The opening created by this primary will mean little if it doesn’t translate into success in November. 

For most voters, the carefully established Fetterman brand—that of an unconventional, deliberately irreverent politician bucking the powers-that-be—remained persuasive. His campaign deliberately eschewed powerbrokers and gatekeepers, spurning the very institutional endorsements desperately coveted by his main opponent, Conor Lamb. Fetterman’s commanding defeat of Lamb is the most consequential element of the Pennsylvania primary. Lamb’s campaign, which was criticized as terribly managed, in part due to Lamb’s controversial brother and senior adviser Coleman Lamb, aggressively courted establishment support, at one point even falsely claiming an endorsement by Philadelphia’s Fifth Ward Democrats. His painfully conventional candidacy—a Weird Science experiment concocted in a DSCC lab—crashed and burned, leaving the political career of a one-time party darling a flaming wreck.

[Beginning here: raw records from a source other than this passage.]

PR #546, opened 2020-06-25
Add transaction_index to runtime API

geigerzaehler:
We again reduce the coupling of the client to `frame_system` by internalizing access to the transaction index of an event.

### DIFF
--- a/runtime/src/lib.rs
+++ b/runtime/src/lib.rs
@@ -55,8 +55,6 @@ pub type Signature = ed25519::Signature;
 /// Same as  [sp_runtime::traits::Hash::Output] for [Hashing].
 pub type Hash = sp_core::H256;
 
-pub type EventRecord = frame_system::EventRecord<runtime::Event, Hash>;
-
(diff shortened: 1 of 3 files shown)


runtime/src/lib.rs
```diff
@@ -118,8 +116,21 @@ pub mod store {
...
 pub mod event {
+    pub use crate::runtime::Event;
+    pub type Record = frame_system::EventRecord<crate::runtime::Event, crate::Hash>;
     pub type Registry = crate::registry::Event;
     pub type System = frame_system::Event<crate::Runtime>;
+
+    /// Return the index of the transaction in the block that dispatched the event.
+    ///
+    /// Returns `None` if the event was not dispatched as part of a transaction.
+    #[cfg(feature = "std")]
```
CodeSandwich, line 127: Does it need to be feature gated? Why?

geigerzaehler: The function is not used when the runtime is executed on chain. To avoid generating the code when we compile the Wasm I added this.

PR #548, opened 2020-06-25
Switch CI tests from juggling runtime WASMs to spec JSONs

CodeSandwich:
Fixes https://github.com/radicle-dev/radicle-registry/issues/497.

The update flow is this:
1. change the runtime
1. run `update-chain-spec-new-impl` or `update-chain-spec-new-spec`
1. this updates `latest.wasm` based on the current runtime
1. the current runtime is now identical on both native and WASM, which are then used to safely generate the spec JSON

There's no need to have `--runtime` flag anymore, manual feeding of the runtime WASM is not needed in any use case:
- the developers use the `--dev` or `--chain <CHAIN>` flag, which runs the native runtime to build a genesis and then uses the same native runtime in the node
- the CI uses the `--dev --spec <SPEC_FILE>`, which has a prebuilt genesis and uses the prebuilt WASM runtime in the node
- the end users use `--chain ffnet`, which has a prebuilt genesis and uses both the prebuilt WASM and the native runtimes in the node

This PR has a fake `runtime/dev_prev_spec_last_impl.json`: it's just a copy of `runtime/dev_last_spec_last_impl.json`. In order to properly generate it I would have to backport this PR to an older version of the node. I think that it's not worth the effort, because we have a lot of runtime changes coming, which will correct this spec file.


CodeSandwich:
@NunoAlexandre 
I've renamed and consolidated `update-chain-spec-new-impl` and `update-chain-spec-new-spec` into `rebuild-chain-specs impl` and `rebuild-chain-specs spec`. I admit that it's cleaner now!

Issue #544, opened 2020-06-24
Don't allow users to claim unregistered ids


NunoAlexandre:
Suggested by @lftherios, we don't want users to be able to claim an id that had been used by another user, unregistered in the meantime. Once an id is unregistered, it should be forever unavailable.

@lftherios should this be the case for both orgs and users? I think the rationale applies to both but I think you were only referring to users?

lftherios:
The rationale in my opinion should apply to both.

CodeSandwich:
Now with a cost of 2 transactions one will be able to effectively destroy an ID. Having them single-use improves trust, but this allows cheap vandalism :thinking:

lftherios:
I think that's a fair point but in practice it depends on distribution. 

The way we distribute handles at launch can reduce the extend of that problem. Both ENS and Handshake at launch gave certain users the ability to claim a name or domain based on some centralized reference point.

xla:
You can also punish immedaite unregisteration by burning the deposit if the unregister happens too quickly after a register, e.g. within a year.

NunoAlexandre:
@xla @lftherios @cloudhead Currently, when a user tries to register a user or an org with an Id that is currently taken, it fails with `IdAlreadyTaken`. I think it would be useful to be granular in terms of error handling and have a separate error, something like `UnclaimableId`, that would be returned when said Id is not currently registered but it once was, therefore no longer claimable. 

I find the granularity useful for a user standpoint. If a user tries to register something with an Id they can see is not taken but that was unregistered and therefore no longer claimable, it'd be weird for them to get "Sorry, this one is already taken". In such a case, a message like "Sorry, that one is not claimable as it belonged to another user or org in the past".

What do you think?

geigerzaehler:
I second @CodeSandwich’s point. Unless we have a solution that prevents vandalism it seems dangerous to retire users on unregistering.

NunoAlexandre:
> I second @CodeSandwich’s point. Unless we have a solution that prevents vandalism it seems dangerous to retire users on unregistering. We need to think about this more carefully.

I second the importance of this issue. I think that @xla's suggestion is good and simple to implement.

PR #550, opened 2020-06-26
runtime: Forbid claim of unregistered ids

NunoAlexandre:
Closes https://github.com/radicle-dev/radicle-registry/issues/544

`TBD`

- [x] Find better way to accomplish a "set"-like store
- [x] Bump runtime spec


CodeSandwich:
I have a few issues with this PR, I'll prepare a PR into this branch fixing them, so we can discuss them.

runtime/src/registry.rs
```diff
@@ -91,6 +91,11 @@ pub mod store {
             // [Call::set_block_author] and not persisted.
             pub BlockAuthor: Option<AccountId>;
 
+            // The below map indexes each claimed id to data relative to the claim.
+            // We use the blake2_128_concat hasher so that the Id
+            // can be extracted from the key.
+            pub ClaimedIds1: map hasher(blake2_128_concat) Id => Option<()>;
```
geigerzaehler, line 97: I don’t think “claim” is an adequate term. I’d prefer “retired”.

CodeSandwich: Fixed

Issue #475, opened 2020-05-27
Current consensus implementation is not light client friendly


geigerzaehler:
Our implementation of the consensus is not light client friendly. To fully validate a block header a light client needs to be able to compute the target difficulty. The value of the target difficulty depends on the block timestamp which is only present in the block body or the chain state.

I’m not certain that we cannot work around this. However, to avoid surprises and keep the consensus close to proven algorithms we should put the block time stamp in the header.

This change would require either a fork of the block chain (i.e. the nodes need to be updated) or we need to reset the existing chains. The latter is less technical effort but requires coordination with existing participants. The former requires us to setup process, communication and infratstructure for the fork.

## Todo

- [ ] Decide on the strategy for releasing that change (fork or reset) and when we want to do it.
- [ ] Determine if there is an intermediate step that we can take that does not require a fork or reset.
- [ ] Validate that this works with a PoC PR

burdges:
It's proof-of-work?  We've fancier block production schemes in substrate like BABE aka Ouroboros Praos that ostensibly make this problem equally hard by requiring a validator list, but maybe a validator list fits better with many people's threat model.  We've no great way to distribute validator list to light clients yet, but we're slowly working on that problem, and we're not doing research for proof-of-work.

geigerzaehler:
Hey @burdges. Thanks for chiming in! Our consensus is indeed proof of work. One of the reasons why we chose PoW over what substrate champions is that it is more light client friendly. Of course you need to implement it properly ;). Fortunately this should be easy to accomplish.

While we’re using PoW now we’re also closely following the development on PoS and are excited about it’s possibilities. But the fact that it is still very much experimental and there are a couple unsolved problems along with governance concerns made us choose PoW. If you want to know more I’m sure @cloudhead is happy to provide more context.

burdges:
Yes governance is hard.  We've many reasons for governance, but some relevant ones include parameter changes, which PoW encounters too, and slashing refunds, which PoS avoids by binding the blockhash into the production slot assignment.  

You can build PoS without slashing.  Academic PoS schemes like Ouroboros Praos mostly never slash, well true Praos ignores equivocations like PoW does.  We're not exploring that either, but actually we should do so for parachains, and maybe it's rather small code changes.  If you've slashing then you kinda want slashing refunds partially for your own bugs, but also for operators who do engage in high availability stupidity and equivocate or whatever. 

[...]

PR #551, opened 2020-06-26
Move timestamps to header

CodeSandwich:
Fixes https://github.com/radicle-dev/radicle-registry/issues/475.

~It puts the timestamp in the seal of the block: it's the last piece of digest added to a block. This way the timestamp can be fully controlled by the PoW algorithm: it sets it, validates it and then uses it. Theoretically it could even alter it while mining (Bitcoin style).~


geigerzaehler:
I think it would be preferable to put the timestamp into a separate block header digest item so that it can be inspected by the runtime when a block executes.

CodeSandwich:
The timestamp is now a separate digest item in the header.

This is a hard-fork-worth breaking change, because now the PoW expects the timestamp to be present in the header. This is ok, because now we're gathering hard changes in master.

runtime/src/timestamp_in_digest.rs
```diff
@@ -0,0 +1,34 @@
...
+// along with this program.  If not, see <https://www.gnu.org/licenses/>.
+
+use crate::Moment;
+use frame_system::{DigestItemOf, Trait};
+use parity_scale_codec::{Decode, DecodeAll, Encode, Error};
+use sp_runtime::{ConsensusEngineId, Digest, DigestItem};
+
+const CONSENSUS_ID: ConsensusEngineId = *b"time";
+
+pub fn load<Hash: Decode + Encode>(digest: &Digest<Hash>) -> Option<Result<Moment, Error>> {
```
geigerzaehler, line 23: This is not used by the on-chain runtime. Could we put it behind the `std` feature?

runtime/src/timestamp_in_digest.rs
```diff
@@ -0,0 +1,34 @@
...
+    digest
+        .log(|item| match item {
+            DigestItem::Consensus(CONSENSUS_ID, encoded) => Some(encoded),
+            _ => None,
+        })
+        .map(|encoded| DecodeAll::decode_all(encoded))
+}
+
+pub fn digest_item<T: Trait>(timestamp: Moment) -> DigestItemOf<T> {
```
geigerzaehler, line 32: Could we expand the return type and drop the generic `T`?
```suggestion
pub fn digest_item(timestamp: Moment) -> sp_runtime::DigestItem<crate::Hash> {
```

CodeSandwich:
> I would still prefer to have the timestamp put in the digest explicitly by the author to avoid coupling of runtime and consensus.

This isn't possible without forking the PoW consensus crate, there's zero possible configuration. But if we had full control, would we do it differently? it makes sense to check the timestamp and put it into the digest at the beginning of the inherent flow.

runtime/src/timestamp_in_digest.rs
CodeSandwich: Fixed

runtime/src/timestamp_in_digest.rs
CodeSandwich: Fixed

geigerzaehler:
>  But if we had full control, would we do it differently?

I imagined that we put the timestamp into the digest when the block header is initialized by the block proposer (not the runtime). Then we could remove the timestamp pallet altogether which would reduce the coupling.

> This isn't possible without forking the PoW consensus crate, there's zero possible configuration.

This would probably be a good idea in the long run anyways. But I’ll leave it up to you whether we want to go with this approach.

CodeSandwich:
We would need to fork the PoW, then we could drop the timestamp pallet with its inherent in favor of an in-house creation and verification mechanism of a digest item. That would definitely be cleaner, but I don't think that it's worth that kind of effort.

PR #552, opened 2020-06-29
Improve message event extraction

geigerzaehler:
We refactor the message event extraction to prepare for event compatibility and to make the code more maintainable in general.

* Structured `EventExtractionError` for event extraction
* Refactor helper functions for event extraction to reduce duplicate code.


geigerzaehler:
I don’t think it makes much sense to split this off from the substrate update. Will close

PR #553, opened 2020-06-29
runtime: Forbid claim of unregistered ids - Igor's review

CodeSandwich:
Review comment fixes for https://github.com/radicle-dev/radicle-registry/pull/550


runtime/src/registry.rs
```diff
@@ -433,35 +433,13 @@ decl_module! {
...
-    Taken,
-
-    /// The Id has been unregistered and is therefore unclaimable
-    Unclaimable,
-}
-
-fn id_availability(id: &Id) -> IdAvailability {
-    use IdAvailability::*;
-
+fn verify_id_availability(id: &Id) -> Result<(), RegistryError> {
```
geigerzaehler, line 436: Suggestion: `ensure_id_is_available` flows better in my opinion.

core/src/error.rs
```diff
@@ -134,9 +131,9 @@ pub enum RegistryError {
 
     #[cfg_attr(
         feature = "std",
-        error("the id has been unregistered and is no longer claimed")
+        error("the ID has been unregistered and can't be claimed again")
     )]
-    UnclaimableId = 18,
+    IdUnregistered = 18,
```
geigerzaehler, line 136: Suggestion: We could use the term “retired” as in `IdRetired`. This is [common terminology](https://en.wikipedia.org/wiki/Retired_number).

runtime/src/registry.rs
CodeSandwich: Fixed

core/src/error.rs
CodeSandwich: Love it, fixed

PR #554, opened 2020-06-29
Eliminate wrapper types for state objects in client

### LINKED ISSUE #521: Eliminate state wrapper types
I’m proposing to eliminate the wrapper types for state objects in the client and expose the state types directly.

---

The client has various methods to get state objects from the chain, for example `get_user()`. At the moment the return types for these functions  (e.g. `client::User`) don’t match the actual state types used by the runtime. Instead `client::User` wraps `core::state::User` and the translation happens as part of the client code. An alternative to wrapping the state types would be to expose them transparently through the client. For example, `get_user()` would return the `core::state::User` enum. 

The wrapper types serve two purposes. First, they enrich the state data with some additional data. At the moment this is only the ID for `User` and `Org`. After looking at the upstream code it turns out that this enrichment functionality is unused.

Second, they hide the different versions of the state data. While `state::User` is an enum with the different user versions in the state `client::User` is not. This effectively eliminates a match on the consumer side. However, it also means that we don’t expose the information about the state versions to the client which might be necessary at some point. In addition we can’t guarantee that we can always wrap the different versions of, say, the `User` state. In a future version this might require the `User` wrapper type to provide two versions as well.

In the bigger architectural picture `radicle-upstream` already has an [adapter](https://github.com/radicle-dev/radicle-upstream/blob/0b0d05d4da2f72f7c7bf998681c314a4a9f7cffc/proxy/src/registry.rs#L287) and [wrapper types](https://github.com/radicle-dev/radicle-upstream/blob/0b0d05d4da2f72f7c7bf998681c314a4a9f7cffc/proxy/src/registry.rs#L197-L202) for the client. If enrichment and abstracting the versions is indeed required this should be the place. The client API should be as unopinionated as possible.

geigerzaehler:
Closes #521

### DIFF
--- a/client/tests/end_to_end.rs
+++ b/client/tests/end_to_end.rs
@@ -48,28 +48,27 @@ async fn register_project() {
         let initial_balance = match &domain {
             ProjectDomain::Org(org_id) => {
                 let org = client.get_org(org_id.clone()).await.unwrap().unwrap();
-                client.free_balance(&org.account_id).await.unwrap()
+                client.free_balance(&org.account_id()).await.unwrap()
             }
             ProjectDomain::User(user_id) => {
                 let user = client.get_user(user_id.clone()).await.unwrap().unwrap();
-                client.free_balance(&user.account_id).await.unwrap()
+                client.free_balance(&user.account_id()).await.unwrap()
             }
         };
 
         let random_fee = random_balance();
         let message = random_register_project_message(&domain, checkpoint_id);
+        let project_name = message.project_name.clone();
         let tx_included = submit_ok_with_fee(&client, &author, message.clone(), random_fee).await;
         assert_eq!(tx_included.result, Ok(()));
 
         let project = client
-            .get_project(message.project_name.clone(), message.project_domain.clone())
+            .get_project(project_name.clone(), domain.clone())
             .await
             .unwrap()
             .unwrap();
-        assert_eq!(project.name.clone(), message.project_name.clone());
-        assert_eq!(project.domain.clone(), message.project_domain.clone());
-        assert_eq!(project.current_cp.clone(), checkpoint_id);
-        assert_eq!(project.metadata.clone(), message.metadata.clone());
+        assert_eq!(project.current_cp().clone(), checkpoint_id);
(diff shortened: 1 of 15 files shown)


client/tests/end_to_end.rs
```diff
@@ -48,28 +48,27 @@ async fn register_project() {
...
         assert_eq!(tx_included.result, Ok(()));
 
         let project = client
-            .get_project(message.project_name.clone(), message.project_domain.clone())
+            .get_project(project_name.clone(), domain.clone())
             .await
             .unwrap()
             .unwrap();
-        assert_eq!(project.name.clone(), message.project_name.clone());
-        assert_eq!(project.domain.clone(), message.project_domain.clone());
```
CodeSandwich, line 70: Why aren't we testing the `name` and `domain` anymore?

geigerzaehler: `name` and `domain` are not stored in the state and thus not part of the returned `project` object anymore. Before we just assigned them to the returned object from the input argument for convenience.

geigerzaehler:
> The scale of changes in the tests is staggering! I wonder if they could be avoided? We've introduced the bare bones client, but we haven't created a high level wrapper client for the CLI and the tests. The API of the old client was tailored for these two use cases, maybe we could've moved and reused it as a wrapper? Now every single change to the bare bones client will have exactly this magnitude of manual test adjustments.

Yes, I had to change a fair amount of code. (Although some of the changes just eliminate redundancies and inconsistencies.) Most of the changes are very mechanical though.

You’re right that a change in the client API multiplies in changes to the tests and that this could be alleviated by introducing an adapter. However, at this point I believe an adapter would create too much overhead to maintain. The test changes are still manageable and I don’t expect the client API to change that often.

Where I believe we can improve however is creating more abstraction for common scenarios like we’re already doing for registering an org with some funds.

CodeSandwich:
> Where I believe we can improve however is creating more abstraction for common scenarios like we’re already doing for registering an org with some funds.

This sounds exactly like a specialized, high level client adapter just for tests. I don't see much maintenance overhead here, it should be strictly private for registry, so any necessary changes can be imposed without caring about dependees.

PR #559, opened 2020-06-30
Expose frame_system in public runtime API

geigerzaehler:
We expose the `frame_system` crate from the runtime API. This allows the client to access the types defined by `frame_system` from old runtime versions to provide compatibility. In our case we specifically need it for `DisptachError`.


geigerzaehler:
Turns out this is not needed

PR #561, opened 2020-07-02
Add missing tip header error

geigerzaehler:
A step towards eliminating `Error::Other` in the client. Instead of returning an error if a block is missing we return an option. For the best chain tip we create a dedicated error variant.

### DIFF
--- a/client/src/backend/remote_node.rs
+++ b/client/src/backend/remote_node.rs
@@ -203,16 +203,16 @@ impl backend::Backend for RemoteNode {
         Ok(keys.into_iter().map(|key| key.0).collect())
     }
 
-    async fn block_header(&self, block_hash: Option<BlockHash>) -> Result<BlockHeader, Error> {
+    async fn block_header(
+        &self,
+        block_hash: Option<BlockHash>,
+    ) -> Result<Option<BlockHeader>, Error> {
         self.rpc
             .chain
             .header(block_hash)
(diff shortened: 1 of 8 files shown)


client/src/backend/remote_node.rs
```diff
@@ -203,16 +203,16 @@ impl backend::Backend for RemoteNode {
...
             .chain
             .header(block_hash)
             .compat()
-            .await?
-            .ok_or_else(|| match block_hash {
-                Some(hash) => format!("Header not found for block hash {}", hash).into(),
-                None => "Header not found for the best chain tip".into(),
-            })
+            .await
+            .map_err(Error::from)
```
CodeSandwich, line 215: If `block_hash == None` and `.header(block_hash)` returns `None`, shouldn't we return `Err(Error::BestChainTipHeaderMissing)`?

geigerzaehler: We could but this wouldn’t change the behavior of the client. It would just make the contract for the backend more complicated: If the argument is `None` you’re guaranteed to get `Some` header or an error. In this case I’d opt for keeping the contract (and the implemenation) of the header simple and being forced to handle it in the client.

CodeSandwich: Ah yes, that's just the backend and in the client we do use it!

PR #562, opened 2020-07-02
Update substrate to v2.0.0-rc4

geigerzaehler:
*Blocked until we decide to [break ffnet compatibility](https://radicle.community/t/phasing-out-the-ffnet/238)*

Substrate v2.0.0-rc4 comes with the following changes.

* Added a `transaction_version` field to `sp_version::RuntimeVersion`.   This requires a runtime spec update and breaks compatibility between   client and node (but not compatibility between runtimes).
* Weight annotations for transactions have changed. We set everything to zero weight for now. We also don’t use substrate transaction fee system.
* On the node service side changed interfaces requires some refactoring.


scripts/build-runtime-wasm
```diff
@@ -8,6 +8,6 @@ if [ $# -ne 1 ] || [ "$1" = --help ] ; then
 fi
 
 export BUILD_WASM_BINARY_OUT_DIR="$(mktemp -d)"
-cargo build -p radicle-registry-runtime --release
+cargo build -p radicle-registry-runtime
```
CodeSandwich, line 11: Won't it result in debug builds of the runtime?

geigerzaehler: I dont’t think so. The build profile for the wasm runtime is set separately: https://github.com/radicle-dev/radicle-registry/blob/80faa28de30327766e1932f91f9b29d8a7aa09be/runtime/build.rs#L17-L19

However, on CI this will not be able to use the previously built artifacts. I will revert the change.

geigerzaehler:
@CodeSandwich Could you have another look?

runtime/src/lib.rs
```diff
@@ -77,11 +81,14 @@ pub type UncheckedExtrinsic = generic::UncheckedExtrinsic<AccountId, Call, Signa
...
 
+pub const SPEC_VERSION: u32 = 15;
+
 /// This runtime version.
 pub const VERSION: RuntimeVersion = RuntimeVersion {
     spec_name: create_runtime_str!("radicle-registry"),
     impl_name: create_runtime_str!("radicle-registry"),
-    spec_version: 14,
+    spec_version: SPEC_VERSION,
+    transaction_version: SPEC_VERSION,
```
CodeSandwich, line 91: `transaction_version` bump implies `spec_version` bump, but `spec_version` bump doesn't imply `transaction_version` bump. That means that `spec_version` is decoupled from `transaction_version` and `spec_version` will always be always equal or greater than `transaction_version`. I think that it makes sense to set `transaction_version` to 0 or 1.

runtime/src/registry.rs
```diff
@@ -164,7 +166,7 @@ decl_module! {
             frame_support::traits::OnKilledAccount<AccountId>
     {
         fn deposit_event() = default;
-        #[weight = SimpleDispatchInfo::InsecureFreeNormal]
+        #[weight = (0, Pays::No)]
```
CodeSandwich, line 169: Why are we dropping the weight system? I know that it's a conscious decision, but I don't know the motivation.

scripts/update-substrate
```diff
@@ -10,16 +10,11 @@ if [[ -z "$new_rev" ]]; then
...
-  echo "Invalid revision format"
-  exit 1
-fi
-
 # Reads `Cargo.lock` and extracts the first revision of the `substrate`
 # repo that is used.
 function get_substrate_rev () {
   while read -r LINE; do
-    if [[ "$LINE" =~ ^\source\ .*git\+https://github\.com/paritytech/substrate.*\?rev=([0-9a-f]{40,40}) ]]; then
+    if [[ "$LINE" =~ ^\source\ .*git\+https://github\.com/paritytech/substrate.*\?rev=([^#]+) ]]; then
```
CodeSandwich, line 17: Why `#`? The `rev` in `Cargo.lock` ends with `"`.
```suggestion
    if [[ "$LINE" =~ ^\source\ .*git\+https://github\.com/paritytech/substrate.*\?rev=([^"]+) ]]; then
```

node/src/metrics.rs
```diff
@@ -16,19 +16,20 @@
...
-use substrate_prometheus_endpoint::prometheus::core::Atomic;
-use substrate_prometheus_endpoint::{Gauge, Registry, U64};
+use substrate_prometheus_endpoint::{prometheus::core::Atomic, Gauge, Registry, U64};
 
+use crate::blockchain::Block;
 use crate::pow::Difficulty;
+use crate::service::FullClient;
 
-pub fn register_metrics<S>(service: &S) -> Result<(), Error>
+pub fn register_metrics<S>(service: &S, client: Arc<FullClient>) -> Result<(), Error>
```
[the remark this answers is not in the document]
geigerzaehler: Using `service.client()` requires type constraints on `S::Client`. I wasn’t able to express them in a way that satisfied the type checker.

scripts/update-substrate
geigerzaehler: The script reads from `Cargo.lock`. There the source looks like this:
~~~
git+https://github.com/paritytech/substrate?rev=v2.0.0-rc4#00768a1f21a579c478fe5d4f51e1fa71f7db9fd4
~~~

runtime/src/registry.rs
geigerzaehler: We’re not really dropping the weight system. The new annotation is equivalent to the old one.

runtime/src/lib.rs
geigerzaehler: You’re right that a `spec_version` bump does not necessitate a  `transaction_version` bump. However, `transaction_version`is what is signed in a transaction and checked by `CheckTxVersion`. To keep the versioning scheme for the runtime simple we should move `transaction_version` in lock step.

We can discuss a more elaborate versioning scheme separately.

node/src/metrics.rs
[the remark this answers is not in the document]
CodeSandwich: We're hitting a very dumb spot of the compiler :facepalm: It requires to lay down all the constraints and all the relations between them in the `where` clause. I understand why there was such a generic boundary before. What was wrong with it, did it stop working after the update?

runtime/src/registry.rs
CodeSandwich: Ah, I misunderstood the PR description. Nothing really changed.

node/src/metrics.rs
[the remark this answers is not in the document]
geigerzaehler: > did it stop working after the update?

Yes indeed. Before the update `service.client()` returned `Client<S::Backend, S::CallExecutor, S::Block, S::RuntimeApi>`. But now it returns `S::Client`. For our code to work `S::Client` needs to implement multiple interfaces but adding those as a constrained does not work because they in turn conflict with other constraints.

If you can make it work without it being overly complex I’d love to include the change.

client/src/backend/remote_node.rs
```diff
@@ -240,9 +240,11 @@ impl backend::Backend for RemoteNode {
 }
 
 async fn check_runtime_version(rpc: &Rpc) -> Result<(), Error> {
-    match runtime_version(rpc, None).await?.spec_version {
-        9 | 10 | 11 | 12 | 13 | 14 => Ok(()),
-        other => Err(Error::IncompatibleRuntimeVersion(other)),
+    let spec_version = runtime_version(rpc, None).await?.spec_version;
+    if spec_version == VERSION.spec_version {
```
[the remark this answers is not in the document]
geigerzaehler: We can reintroduce the `match` when we need it again. For now, I think this is the safer version.

client/src/backend/remote_node.rs
```diff
@@ -240,9 +240,11 @@ impl backend::Backend for RemoteNode {
...
+        Ok(())
+    } else {
+        Err(Error::IncompatibleRuntimeVersion(spec_version))
```
CodeSandwich, line 247: I think that keeping the `match` is more welcome for future us trying to extend the list of supported versions:
```suggestion
    const CURRENT_SPEC_VERSION: u32 = VERSION.spec_version;
    match runtime_version(rpc, None).await?.spec_version {
        CURRENT_SPEC_VERSION => Ok(()),
        other => Err(Error::IncompatibleRuntimeVersion(other)),
```
Of course if we want to drop the explicit list of versions. I'm concerned that now it will be dangerously easy to accidentally remove perfectly fine support for the previous version if we introduce a new one.

client/src/backend/remote_node.rs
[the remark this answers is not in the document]
CodeSandwich: Continued in https://github.com/radicle-dev/radicle-registry/pull/562#discussion_r451638256

node/src/metrics.rs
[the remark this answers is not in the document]
CodeSandwich: Yes! https://github.com/radicle-dev/radicle-registry/pull/580

client/src/backend/remote_node.rs
geigerzaehler: This is great actually. I wasn’t aware that `VERSION` was constant and that you could easily get the field.

PR #563, opened 2020-07-02
Eliminate client::Error::Other variant

geigerzaehler:
Eliminate the `client::Error::Other` variant and replace it with dedicated variants for the different possible errors.

### DIFF
--- a/client/src/backend/remote_node.rs
+++ b/client/src/backend/remote_node.rs
@@ -25,13 +25,12 @@ use sc_rpc_api::{author::AuthorClient, chain::ChainClient, state::StateClient};
 use sp_core::{storage::StorageKey, twox_128};
 use sp_rpc::{list::ListOrValue, number::NumberOrHex};
 use sp_runtime::{generic::SignedBlock, traits::Hash as _};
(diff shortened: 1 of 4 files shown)


client/src/backend/remote_node.rs
```diff
@@ -77,12 +76,7 @@ impl RemoteNode {
             .await?;
         let genesis_hash = match genesis_hash_result {
             ListOrValue::Value(Some(genesis_hash)) => genesis_hash,
-            other => {
-                return Err(Error::Other(format!(
-                    "Invalid chain.block_hash result {:?}",
-                    other
-                )))
-            }
+            _ => return Err(Error::InvalidBlockHashResponse),
```
CodeSandwich, line 79: We were passing the full response into the error, do we want to stop that? On one hand it was probably a huge chunk of text, but on the other it was giving some debugging material.

geigerzaehler: Good point! I’ve add a `response` parameter but I don’t print it as part of the error message.

CodeSandwich: Brilliant solution, only debug prints will be littered :)

PR #163, opened 2016-09-12
Display Polymer in Reaction Product

### LINKED ISSUE #441: Temp. Chart - Changing time step difficult - 25-200 wrong order of figures in scheme
- [x] I am a system/ELN admin

# Expected Behavior

- Easily changing numbers in the table, NOT only if i mark one single figure and change it, but also if I put the cursor somewhere and then delete from there or just start typing
- If my first step in the table is 25 °C and the second 200°C this should be depicted as 25-200°C in the scheme, NOT 200-25°C (For 25-400°C it is working fine)

# Current Behavior

It is very difficult to change the time (see GIF attached)
Bug - Temp Chart - Changing time step to 2hrs difficult - 25-200 wrong order of figures in scheme

Display of 200-25°C in the scheme

# Failure Information 

It should be 25-200°C and times should be changeable if I put the cursor somewhere and then delete from there or just start typing.

## Steps to Reproduce

see GIF attached

## Context

[x] Chrome Browser 
  Chemotion ELN
Version: 0.8.0
Base revision: 9b86adc3dbf10c16faea6599f327d4ef6d4fbe3d
Current revision: d2ee9f4389486b1dc75ea723e2336486f54e79b1

## Failure Logs / Screenshots
see attached GIF

CamAnNguyen:
- Fix polymer display bug while dragging polymer into reaction Product
- Resolve #441

### DIFF
--- a/app/assets/javascripts/components/models/Sample.js
+++ b/app/assets/javascripts/components/models/Sample.js
@@ -173,6 +173,7 @@ export default class Sample extends Element {
       residues: [],
       imported_readout: ''
     });
+    sample.sample_svg_file = molecule.sample_svg_file
 
     // allow zero loading for reaction product
     sample.reaction_product = (materialGroup == 'products');


Sergeykot:
:+1:

PR #165, opened 2016-09-13
Report can show product-only formula resolve #524

### LINKED ISSUE #524: add hover over information to generic elements' symbols
Referring to a users' comment: "would be good to have additional information besides the symbols as it might be hard to select the right element based on the symbols without further information"
hover over request

JasonYCHuang:
Users can determine to show full formula or product-only formula in report >> configs


Sergeykot:
é

Sergeykot:
:+1:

Fetterman’s victory is no real victory for the left. It does, however, expose a yawning chasm between Pennsylvania Democrats and left-of-center powerbrokers, and a large segment of the base: a trend that was visible up and down the ballot on Tuesday night. The Philadelphia machine was unable to derail the reelection of state representatives Rick Krajewski and Elizabeth Fiedler, and although votes are still being counted, the Allegheny machine and conservative elements of organized labor appear to have failed to stop Summer Lee’s ascent to Congress, even with a last-minute flood of outside spending by AIPAC in support of her competitor Steve Irwin. Endorsements by “notable” Democrats like former governor Ed Rendell and Philadelphia mayor Jim Kenney were shown to mean nothing to voters. People who once served as gatekeepers to political power in the state appear to have lost their keys.

In that regard, Fetterman may have done progressives a favor. He and his campaign helped lead the charge on a night when insurgents appear to have largely smashed Pennsylvania’s Democratic old guard. The cracks in their power had been evident for years, most recently with Ed Gainey’s victory over Bill Peduto for mayor of Pittsburgh last year. Now it’s worth speculating whether they have any hope of clawing it back. But the opening created by this primary will mean little if it doesn’t translate into success in November. Fetterman’s populist rhetoric and grassroots campaigning, combined with Josh Shapiro’s more traditional but effective brand of power politics, may prevail. And Pennsylvanians, especially progressive Pennsylvanians, had best hope they do. The alternative vision presented by Douglas Mastriano and Senate candidates like Dr. Oz and David McCormick—one of escalated culture wars, slash-and-burn austerity, and the shredding of our last vestiges of democracy—is too terrifying to countenance.